A special issue of Molecules (ISSN 1420-3049). This special issue belongs to the section "Natural Products Chemistry".

Deadline for manuscript submissions: 20 January 2019

Special Issue Editors

Guest Editor
Prof. Eva E. Rufino-Palomares

University of Granada, Faculty of Sciences. Department of Biochemistry and Molecular I, Granada, Spain
Website | E-Mail
Phone: +34636617261
Interests: natural products; properties and mechanism; anti-cancer and other disorders
Guest Editor
Prof. José Antonio Lupiáñez

University of Granada, Faculty of Sciences. Department of Biochemistry and Molecular Biology I, Granada, Spain
Website | E-Mail
Phone: +34958243089
Interests: cancer biomarkers, triterpenes and derivatives, drug metabolism

Special Issue Information

Dear Colleagues,

Recently, we accepted an invitation to serve as Guest Editors for this Special Issue, " Natural Products and Derivatives in Human Disorders” of the journal Molecules (ISSN 1420-3049 https://www.mdpi.com/journal/molecules) with an impact factor 3.098 (2017) in Biochemistry and Molecular Biology and Chemistry, multidisciplinary areas. In this regard, we would be pleased if you would agree to contribute an original research paper, a short communication, or a focus review to this issue. Provided below is some information that you may find useful in your consideration of this invitation.

This Special Issue aims to collect and disseminate some of the most significant and recent contributions in the use of natural compounds and derivatives to reduce the risk of developing inflammatory and oxidant diseases such as cancer and others human disorders. Articles regarding the anticancer activity of natural compounds and derivatives are particularly encouraged.

Natural products are bioactive compounds synthesized by terrestrial and marine plants, microorganisms and animals. Traditionally, they have been used in the prevention and treatment of various human diseases in different cultures. In parallel, chemical derivatives of these natural compounds have been used in order to enhance their bioactivities. During the last ten years, most of them have been reported to have a variety of interesting and significant biological properties, such as analgesic, anti-allodynic, anti-diabetic, anti-oxidant, anti-parasitic, antimicrobial, anti-viral, anti-atherogenic, anti-inflammatory, anti-proliferative, anti-tumor, growth-stimulating activities, as well as cardio and neuro-protective activities. However, special attention has been focused on the study of their anti-tumor capacity, through the potential modulation of cancer initiation and growth, cellular differentiation, apoptosis and autophagy, angiogenesis, and metastatic dissemination. Moreover, a considerable number of studies reported the relation of the anticancer effect with their anti-inflammatory and antioxidant activities.

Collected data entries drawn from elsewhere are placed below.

PR #980, opened 2024-02-08
Create a helper function for generating correctly typed Perseus test items

Myranae:
## Summary:
There are many places in webapp where custom types are created for Perseus items, frequently related to testing. This change adds a helper function that creates a generic Perseus test item that can have specific sections overridden with custom input. It will ensure tests are properly typed and help us know where updates need to be made if any changes happen to the types in Perseus.

Issue: LC-1658

## Test plan:
- Confirm all checks pass
- Test the new function in webapp with the npm snapshot
- In webapp, confirm related tests pass and related stories still work


packages/perseus/src/__tests__/test-utils.test.ts
```diff
@@ -0,0 +1,33 @@
...
+    basicObject,
+    expected1,
+    questionCustomInfo,
+    expected2,
+    answerAreaCustomInfo,
+    hintsCustomInfo,
+    expected3,
+} from "./test-items/test-utils-items";
+
+describe("generateTestPerseusItem", () => {
```
Myranae, line 15: Would love suggestions on ways to make these tests more useful or additional tests that could be created for this change. :)

packages/perseus/src/util/test-utils.ts
```diff
@@ -0,0 +1,42 @@
...
+
+/**
+ * Generate a Perseus item object for testing.
+ *
+ * In order to better type Perseus objects used in testing, this function
+ * uses a basic Perseus object and updates it with custom values as needed.
+ *
+ * @param {Partial<PerseusItem>} customFields
+ * @returns PerseusItem
+ */
```
Myranae, line 37: Is this useful here? I saw other functions had this information added, so wanted to include it. Seems handy to have a description.

packages/perseus/src/__tests__/test-items/test-utils-items.ts
```diff
@@ -0,0 +1,219 @@
...
+                        randomize: true,
+                    },
+                    type: "radio",
+                },
+            },
+        },
+    ],
+};
+
+export const expected3: PerseusItem = {
```
handeyeco, line 164: Could we name these to be a little clearer? Maybe like `expectedExtendingHintsCase` and `expectedExtendingQuestionCase` or something like that?

handeyeco (changes requested):
This looks good, very thorough tests.

Looking at `packages/perseus/src/util` I see that we have some tests next to the helpers. I think we should move these files a little bit:

```
packages/perseus/src/util
  - test-utils.ts
  - test-utils.test.ts
  - test-utils.testdata.ts
```

I can see why you put those there though, it seems like we have 3+ different ways of organizing things 😅 However I think tests are more discoverable when they're next to the files they test (esp when it comes to unit tests).

packages/perseus/src/__tests__/test-items/test-utils-items.ts
Myranae: 100% On it :) Thanks for the suggestion!

Myranae: Updated the names and re-requested review

Myranae: Didn't see your comment about structure until now. Just refactored the test files.

packages/perseus/src/util/test-utils.test.ts
```diff
@@ -0,0 +1,36 @@
+import {describe, it, expect} from "@jest/globals";
```
handeyeco, line 1: I don't think these need to be explicitly imported anymore and should be removed.

handeyeco (approved):
Thanks!

handeyeco:
Related to: https://github.com/Khan/webapp/pull/19775

PR #981, opened 2024-02-08
Add a Vite-based dev UI for interactive graphs

benchristel:
We're feeling the need for a faster, more reliable feedback loop than Storybook
can provide.

This commit introduces a Vite-based dev UI that (currently) renders a question
with an angle graph. We can add more graphs in future commits. I just wanted
to get a walking skeleton up for review.

Issue: https://khanacademy.atlassian.net/browse/LC-1741

## Test plan:

```
cd dev
yarn dev
open http://localhost:5173
```

You should see an interactive angle graph in the web browser.

Screen Shot 2024-02-08 at 2 05 49 PM


dev/index.jsx
```diff
@@ -0,0 +1,29 @@
+import * as React from "react"
+import {render} from "react-dom"
+import {Renderer} from "@khanacademy/perseus/src";
+import {
+    angleQuestion
+} from "@khanacademy/perseus/src/widgets/__testdata__/interactive-graph.testdata";
```
jeremywiebe, line 6: 🤔  I wonder if we should just use path-relative imports. 🤔  

I guess Vite properly handle these package references, which makes me wonder if we should just be importing like this `import {Renderer} from "@khanacademy/perseus"`.  🤷‍♂️   Or if this works, maybe this is where we start. :)

dev/package.json
```diff
@@ -0,0 +1,31 @@
...
+    "publishConfig": {
+        "access": "public"
+    },
+    "repository": {
+        "type": "git",
+        "url": "https://github.com/Khan/perseus.git",
+        "directory": "dev"
+    },
+    "scripts": {
+        "dev": "vite"
```
jeremywiebe, line 16: I wonder if it'd be useful to put a `dev` script in the root `package.json` also so that we can `yarn dev` at the root.  it could just delegate to this `dev` script, but it'd remove the need to `cd dev` before `yarn dev`.

vendor/hubble/hubble.js
jeremywiebe, line 1: We intentionally didn't touch this file when we brought it in.  🤔 

But it seems like a pretty simple/small file, these refactors seem to mostly be removing the stuff whatever build system Hubble used.

No action necessary, just musing.

jeremywiebe (approved):
Nice.  This is a great start. Thanks.

dev/index.jsx
benchristel: I think relative imports are the way to go. I'd have a bit more confidence that we're actually getting the right code that way 😅 .

vendor/hubble/hubble.js
benchristel: Yeah, manually changing vendored dependencies is not great. But:

- Hubble is a small, simple library (and I've written very similar things myself) so I feel fine taking on responsibility for maintaining this code.
- Hubble is unmaintained (last commit was [10 years ago](https://github.com/joelburget/hubble), and there's not even an NPM package for it) so it's extremely unlikely that we'd ever want to merge in changes from upstream.

benchristel: If we really want to do this the "right" way, I suppose we could fork Hubble and publish our own package.

jeremywiebe: I think the "right" way is overkill.  This library has low usage in Perseus so let's just roll with what you've done.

Besides these capacities, the use of natural compounds and derivatives represent one of the most promising strategies to treat metabolic disorders (oxidative stress, diabetes, obesity, metabolic syndrome, and so on). The biological activity of natural extracts without a proper chemical characterization will not be considered.

Topics:

  • New natural compounds and derivatives as anticancer agents
  • Use of natural compounds and derivatives as anti-inflammatory agents in human disorders
  • Natural products and derivatives in oxidative stress associated with human diseases
  • Molecular mechanism implicated of natural products and derivatives
  • Effects of natural products and derivatives on nutrition and diet on human diseases
  • Type of natural product and derivatives with potential bioactive, extraction and synthesis

Professors Eva E. Rufino-Palomares and José Antonio Lupiáñez Cara

Guest and Co-Guest Editors

Prof. José Antonio Lupiáñez
Prof. Eva E. Rufino-Palomares
Guest Editors

Manuscript Submission Information

Manuscripts should be submitted online at www.mdpi.com by registering and logging in to this website. Once you are registered, click here to go to the submission form. Manuscripts can be submitted until the deadline. All papers will be peer-reviewed. Accepted papers will be published continuously in the journal (as soon as accepted) and will be listed together on the special issue website. Research articles, review articles as well as short communications are invited. For planned papers, a title and short abstract (about 100 words) can be sent to the Editorial Office for announcement on this website.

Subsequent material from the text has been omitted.